Assoun (1983) aponta três características da escola germânica de fisiologia que tiveram importância no modo de investigação de Freud: a base anatômica, a relação dos eventos com a teoria genética e a exigência do aprimoramento da técnica de investigação. Saltam aos sentidos estas exigências no texto do Projeto: a base neuronal sobre a qual Freud lança sua construção, as teorias da evolução dos tecidos embrionários e a teoria da adaptação darwiniana, e, no procedimento heurístico, a construção lógica a partir de princípios gerais e de postulados, rendendo um texto cuja lógica interna cria um saber que Freud denomina

científico.

Rodrigué (1995) esclarece que, em 1880, Du-Bois-Raymond, um dos fundadores do grupo de cientistas positivistas do qual Brücke fez parte, proferiu uma palestra denominada Sete

enigmas do mundo, os quais a ciência ignora e nunca poderá conhecer: “ Nós ignoramibus: A origem do movimento. 2. O surgimento da vida. 3. A ordenação finalista da natureza. 4. O surgimento da sensibilidade. 5. A origem da consciência. 6. O pensamento racional. 7. A origem da linguagem” (RODRIGUÉ, 1995, v.1, p.144).

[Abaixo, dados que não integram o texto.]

PR #2817, opened 2026-07-28
Reuse large freed allocations from a memory context free list.

dwsteele:
Commands that process many files, e.g. backup, cycle through large allocations (buffers, etc.) in short-lived contexts. When these are freed the C library may return the memory to the kernel and fault it back in for the next file. Minor page faults are cheap on some hosts but expensive on others, e.g. x86 with kernel page-table isolation, where the faults have been observed to more than double backup time. Whether the memory is returned depends on heap layout, which varies from run to run with address randomization, so performance can also vary significantly between otherwise identical runs.

Retain large freed allocations on a size-keyed free list in the memory context manager and hand them back for allocations of the same size. This keeps the pages resident and makes reuse deterministic, independent of the C library and heap layout. Only allocations above a threshold are recycled since smaller allocations are served well by the allocator's own arena and do not cause the churn. Retained memory is bounded by a per-size block limit and an overall byte limit so the cost stays a few MiB per process at the default buffer size.

The first free list bucket is permanently reserved so it is never assigned to an arbitrary size. main() reserves it for ioBufferSize() after the configuration is loaded, which guarantees the size that churns most always has a bucket even when many other large sizes are freed first, and that it is checked first.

Este manifesto deixa transparecer, por um lado, que Du-Bois-Raymond tem a convicção, própria da racionalidade científica, de que é impossível que a ciência cubra todo o campo do saber; por outro lado, transparece que ele acreditava que o saber de sua época já havia atingido o limite do cognoscível. Quando Freud vai a Paris em 1885, suas convicções agnoticistas sofrerão um grande abalo.